The paper "A New Perspective on Reconstruction", Eric Foner outlined the change in view on the restructuring of the theme. There were various perspectives in the history of the postwar reconstruction period, but the fact remains unchanged, one of the most "violent, dramatic and controversial" times in the American history (224). At the beginning of his paper Eric Foner was talking about reconstruction methods even before 1960, but it was a time of intense, corrupt and manipulating free people.
By the early 1960s these efforts emerged with a new perspective of reconstruction and became increasingly attractive to historians as the civil rights movement "Second Rebuilding" emerged. John Hope Franklin summed up the revisionist approach in post-conflict reconstruction (1961) and Kenneth Seal (1965) during the reconstruction period, and Republicans after the war to address the urgent needs of free people I worked hard hard. Protection to solve the ethnic problems of the south. Despite various drawbacks, rebuilding the government has made a bold attempt in ethnic politics.

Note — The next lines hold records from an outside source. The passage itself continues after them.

PR #448, opened 2021-05-25
Filter out DeadlineExceeded error in retry

alexshtin:
Usually, after number of retry attempts, last attempt fails with `DeadlineExceeded` error. It is not informative and actual error reason is in the error occurred on previous attempt. Return this `lastErr` instead of `DeadlineExceeded` error provides a better user experience.


Sushisource (approved):
Sweet :+1: . A test that verifies the last error gets captured w/ a mock or something might be nice.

It is impossible. This is the case of reconfiguration. why? This concept of reconstruction was consistent with the American racial system of Jim Raven until the civil rights revolution of the 1960s. What is the lesson of that old view? First of all, it is wrong to give a black voter the right to vote. Reconstruction proved that blacks can not vote because they abused the vote. Therefore every effort to regain voting rights for African Americans will lead to another reconstruction. In the effort to expand or restore political democracy, that is to say so-called terrorism rebuilding in the south is constantly sought.
Reconstruction is a typical example of how the same history looks different through lenses of different eras. We all see history through prism now. For many Americans today it seems absurd to condemn the failure of the blacks to be rebuilt even if they are reading information on making and writing "devastated times" . For this historian it was overthrown by a minority of terrorists who defeated democracy by violence, so the reconstruction policy never failed owing to its own flaws.
With the change of society and the emergence of new information, the writer saw the previous event through a new lens. The first opinion advocated by William Dunning in 1907 was that rebuilding was a disaster caused by extreme Republican corruption. Thirty years later, revisionists like Vann C. Woodward raised doubts about this concept, arguing that reconstruction failed for economic reasons rather than due to corruption. In the 1960s, new gamers such as John Hope Franklin and Kenneth Stampp thought that reconstruction was not a complete failure, but instead left the legacy of the civil rights movement. According to a historian's latest view, such as Heather C. Richardson, reconstruction affects the whole country as well as the South, and the majority of the change is positive.